A sample of 94 narrow line AGN with 0.65<z<1.20 has been selected from the 20k-Bright zCOSMOS galaxy sample by detection of the high-ionization [NeV]3426 line. Taking advantage of the large amount of data available in the COSMOS field, the properties of the [NeV]-selected Type-2 AGN have been investigated, focusing on their host galaxies, X-ray emission, and optical line flux ratios. Finally, the diagnostic developed by Gilli et al. (2010), based on the X-ray to [NeV] luminosity ratio, has been exploited to search for the more heavily obscured AGN. We found that [Ne v]-selected narrow line AGN have Seyfert 2-like optical spectra, although with emission line ratios diluted by a star-forming component.
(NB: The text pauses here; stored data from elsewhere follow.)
PR #4642, opened 2024-04-05
feat(amazonq): Auto install AmazonQ when logging into aws toolkit

leigaol:
## Problem
Toolkit Q users should be migrated to Q standalone.

Screenshot 2024-04-04 at 5 28 50 PM

Screenshot 2024-04-04 at 5 29 31 PM

## Solution
Auto install AmazonQ when logging into aws toolkit for existing Q users. Prompt for Q install for new users. 

## License

### DIFF
--- a/packages/core/src/amazonq/explorer/amazonQChildrenNodes.ts
+++ b/packages/core/src/amazonq/explorer/amazonQChildrenNodes.ts
@@ -24,7 +24,7 @@ export const learnMoreAmazonQCommand = Commands.declare('aws.toolkit.amazonq.lea
 })
 
 export const qExtensionPageCommand = Commands.declare('aws.toolkit.amazonq.extensionpage', () => () => {
-    void vscode.env.openExternal(vscode.Uri.parse(`vscode:extension/${VSCODE_EXTENSION_ID.awstoolkit}`))
+    void vscode.env.openExternal(vscode.Uri.parse(`vscode:extension/${VSCODE_EXTENSION_ID.amazonq}`))
 })
 
 export const dismissQTree = Commands.declare('aws.toolkit.amazonq.dismiss', () => async () => {
--- a/packages/core/src/amazonq/explorer/amazonQChildrenNodes.ts
+++ b/packages/core/src/amazonq/explorer/amazonQChildrenNodes.ts
@@ -7,7 +7,7 @@ import * as vscode from 'vscode'
 import * as nls from 'vscode-nls'
 import { Command, Commands, placeholder } from '../../shared/vscode/commands2'
 import { codicon, getIcon } from '../../shared/icons'
-import { reconnect } from '../../codewhisperer/commands/basicCommands'
+import { installAmazonQExtension, reconnect } from '../../codewhisperer/commands/basicCommands'
 import { amazonQHelpUrl } from '../../shared/constants'
 import { cwTreeNodeSource } from '../../codewhisperer/commands/types'
 import { telemetry } from '../../shared/telemetry/telemetry'
@@ -31,9 +31,9 @@ export const dismissQTree = Commands.declare('aws.toolkit.amazonq.dismiss', () =
     await globals.context.globalState.update(amazonQDismissedKey, true)
     await vscode.commands.executeCommand('setContext', amazonQDismissedKey, true)
 })
-
+// Learn more button of Amazon Q now opens the Amazon Q marketplace page.
 export const createLearnMoreNode = () =>
-    learnMoreAmazonQCommand.build().asTreeNode({
+    qExtensionPageCommand.build().asTreeNode({
         label: localize('AWS.amazonq.learnMore', 'Learn More About Amazon Q (Preview)'),
         iconPath: getIcon('vscode-question'),
         contextValue: 'awsAmazonQLearnMoreNode',
@@ -103,7 +103,7 @@ export function createSignIn(type: 'item' | 'tree'): any {
 }
 
 export function createInstallQNode() {
-    return qExtensionPageCommand.build().asTreeNode({
+    return installAmazonQExtension.build().asTreeNode({
         label: 'Install the Amazon Q Extension', // TODO: localize
         iconPath: getIcon('vscode-extensions'),
     })
--- a/packages/core/src/extension.ts
+++ b/packages/core/src/extension.ts
@@ -175,7 +175,7 @@ export async function activate(context: vscode.ExtensionContext) {
                     if (isPreviousQUser()) {
                         await installAmazonQExtension.execute()
                         await vscode.window.showInformationMessage(
-                            'Amazon Q has moved to its own VSCode extension, which has been automatically installed',
+                            'Amazon Q has moved to its own VSCode extension, which has been automatically installed.',
                             'OK'
                         )
                     } else {
--- a/packages/core/src/extension.ts
+++ b/packages/core/src/extension.ts
@@ -175,9 +175,12 @@ export async function activate(context: vscode.ExtensionContext) {
                     if (isPreviousQUser()) {
                         await installAmazonQExtension.execute()
                         void vscode.window
-                            .showInformationMessage('We have installed Amazon Q extension for you', 'Restart')
+                            .showInformationMessage(
+                                'Amazon Q has moved to its own VSCode extension, which has been automatically installed',
+                                'Reload Now'
+                            )
                             .then(async resp => {
-                                if (resp === 'Restart') {
+                                if (resp === 'Reload Now') {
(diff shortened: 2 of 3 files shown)


packages/core/src/extension.ts
```diff
@@ -171,22 +171,32 @@ export async function activate(context: vscode.ExtensionContext) {
...
-                                void learnMoreAmazonQCommand.execute()
-                            } else if (resp === 'Install') {
-                                void installAmazonQExtension.execute()
-                            }
-                        })
+                if (!isExtensionInstalled(VSCODE_EXTENSION_ID.amazonq)) {
+                    if (isPreviousQUser()) {
+                        await installAmazonQExtension.execute()
+                        void vscode.window
+                            .showInformationMessage('We have installed Amazon Q extension for you', 'Restart')
```
justinmk3, line 178:
```suggestion
                            .showInformationMessage('Amazon Q has moved to its own VSCode extension, which has been automatically installed.', 'Restart')
```

packages/core/src/extension.ts
```diff
@@ -171,22 +171,32 @@ export async function activate(context: vscode.ExtensionContext) {
...
+                            .then(async resp => {
+                                if (resp === 'Restart') {
```
justinmk3, line 180: If we are only reloading the window, then let's use the same language that vscode does.

image

```suggestion
                                if (resp === 'Reload Now') {
```

packages/core/src/extension.ts
```diff
@@ -171,22 +171,32 @@ export async function activate(context: vscode.ExtensionContext) {
...
+                            .showInformationMessage(
+                                'Amazon Q has moved to its own VSCode extension.' +
+                                    '\nInstall to work with Amazon Q, a generative AI assistant, with chat and code suggestions.',
+                                'Install',
+                                'Learn More'
+                            )
+                            .then(async resp => {
+                                if (resp === 'Learn More') {
+                                    void learnMoreAmazonQCommand.execute()
+                                } else if (resp === 'Install') {
```
justinmk3, line 195: does vscode show a "reload" prompt after this?

packages/core/src/extension.ts
```diff
@@ -171,22 +171,32 @@ export async function activate(context: vscode.ExtensionContext) {
...
-                        .then(async resp => {
-                            if (resp === 'Learn More') {
-                                void learnMoreAmazonQCommand.execute()
-                            } else if (resp === 'Install') {
-                                void installAmazonQExtension.execute()
-                            }
-                        })
+                if (!isExtensionInstalled(VSCODE_EXTENSION_ID.amazonq)) {
+                    if (isPreviousQUser()) {
+                        await installAmazonQExtension.execute()
```
hayemaxi, line 176: Can this fail for any reason? If so, we should fall back to the dialogue box for manual install.

packages/core/src/extension.ts
```diff
@@ -171,22 +171,32 @@ export async function activate(context: vscode.ExtensionContext) {
...
+                                'Amazon Q has moved to its own VSCode extension.' +
+                                    '\nInstall to work with Amazon Q, a generative AI assistant, with chat and code suggestions.',
+                                'Install',
+                                'Learn More'
+                            )
+                            .then(async resp => {
+                                if (resp === 'Learn More') {
+                                    void learnMoreAmazonQCommand.execute()
+                                } else if (resp === 'Install') {
+                                    void installAmazonQExtension.execute()
```
hayemaxi, line 196: for non-previous-users, we should confirm if we should install the extension or take users to marketplace page.

packages/core/src/extension.ts
hayemaxi, line 180: I don't think we need to actually reload the window. The extension works fine when activated mid-session.

packages/core/src/extension.ts
leigaol: No. I think Max is right, we don't need to reload.

packages/core/src/extension.ts
leigaol: Agree. I can replace the button to OK.

packages/core/src/extension.ts
leigaol: The design says provide a Install button for user to click and then install.

packages/core/src/extension.ts
leigaol: >Can this fail for any reason?

I tried to turn-off wifi but the installation is still successful. Cannot find any case when this fails.

packages/core/src/extension.ts
leigaol: Only uninstall requires a reload to remove the registered commands(etc) from that extension

packages/core/src/extension.ts
```diff
@@ -171,22 +171,30 @@ export async function activate(context: vscode.ExtensionContext) {
...
-                            }
-                        })
+                    } else {
+                        void vscode.window
+                            .showInformationMessage(
+                                'Amazon Q has moved to its own VSCode extension.' +
+                                    '\nInstall to work with Amazon Q, a generative AI assistant, with chat and code suggestions.',
+                                'Install',
+                                'Learn More'
+                            )
```
hayemaxi, line 188: Don't we want a dismiss button as well?

packages/core/src/extension.ts
```diff
@@ -171,22 +171,30 @@ export async function activate(context: vscode.ExtensionContext) {
...
+                            .then(async resp => {
+                                if (resp === 'Learn More') {
+                                    // Clicking learn more will open the q extension page
+                                    void qExtensionPageCommand.execute()
+                                } else if (resp === 'Install') {
+                                    void installAmazonQExtension.execute()
```
hayemaxi, line 194: let's await to catch errors (unless this keeps the dialogue box open for some reason)

packages/core/src/extension.ts
```diff
@@ -171,22 +171,30 @@ export async function activate(context: vscode.ExtensionContext) {
...
-                        .showInformationMessage(
-                            'Amazon Q has moved to its own VSCode extension.' +
-                                '\nInstall to work with Amazon Q, a generative AI assistant, with chat and code suggestions.',
-                            'Install',
-                            'Learn More',
-                            'Dismiss'
+                if (!isExtensionInstalled(VSCODE_EXTENSION_ID.amazonq)) {
+                    if (isPreviousQUser()) {
+                        await installAmazonQExtension.execute()
+                        void vscode.window.showInformationMessage(
```
hayemaxi, line 177: also await

packages/core/src/amazonq/explorer/amazonQChildrenNodes.ts
hayemaxi, line 1: awesome!

packages/core/src/extension.ts
hayemaxi, line 177:
```suggestion
                        await vscode.window.showInformationMessage(
```

packages/core/src/extension.ts
```diff
@@ -171,22 +171,30 @@ export async function activate(context: vscode.ExtensionContext) {
...
                         )
-                        .then(async resp => {
-                            if (resp === 'Learn More') {
-                                void learnMoreAmazonQCommand.execute()
-                            } else if (resp === 'Install') {
-                                void installAmazonQExtension.execute()
-                            }
-                        })
+                    } else {
+                        void vscode.window
```
hayemaxi, line 182:
```suggestion
                        await vscode.window
```

packages/core/src/extension.ts
justinmk3: All messages have an "X", so "Dismiss" doesn't seem necessary. And it's unusual.

hayemaxi: makes sense. let's make sure we record that the user closed this notification, otherwise it will display every time they open vsc

packages/core/src/extension.ts
```diff
@@ -171,22 +171,30 @@ export async function activate(context: vscode.ExtensionContext) {
...
-                            'Amazon Q has moved to its own VSCode extension.' +
-                                '\nInstall to work with Amazon Q, a generative AI assistant, with chat and code suggestions.',
-                            'Install',
-                            'Learn More',
-                            'Dismiss'
+                if (!isExtensionInstalled(VSCODE_EXTENSION_ID.amazonq)) {
+                    if (isPreviousQUser()) {
+                        await installAmazonQExtension.execute()
+                        await vscode.window.showInformationMessage(
+                            'Amazon Q has moved to its own VSCode extension, which has been automatically installed',
```
hayemaxi, line 178:
```suggestion
                            'Amazon Q has moved to its own VSCode extension, which has been automatically installed.',
```

hayemaxi (approved):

The ACS morphologies and stellar component in the optical spectra indicate a preference for our Type-2 AGN to be hosted in early-spirals with stellar masses greater than 10^(9.5-10)Msun, on average higher than those of the galaxy parent sample. The fraction of galaxies hosting [NeV]-selected obscured AGN increases with the stellar mass, reaching a maximum of about 3% at 2x10^11 Msun. A comparison with other selection techniques at z~1 shows that the detection of the [Ne v] line is an effective method to select AGN in the optical band, in particular the most heavily obscured ones, but can not provide by itself a complete census of AGN2. Finally, the high fraction of [NeV]-selected Type-2 AGN not detected in medium-deep Chandra observations (67%) is suggestive of the inclusion of Compton-thick sources in our sample. The presence of a population of heavily obscured AGN is corroborated by the X-ray to [NeV] ratio; we estimated, by mean of X-ray stacking technique and simulations, that the Compton-thick fraction in our sample of Type-2 AGN is 43+-4%, in good agreement with standard assumptions by the XRB synthesis models.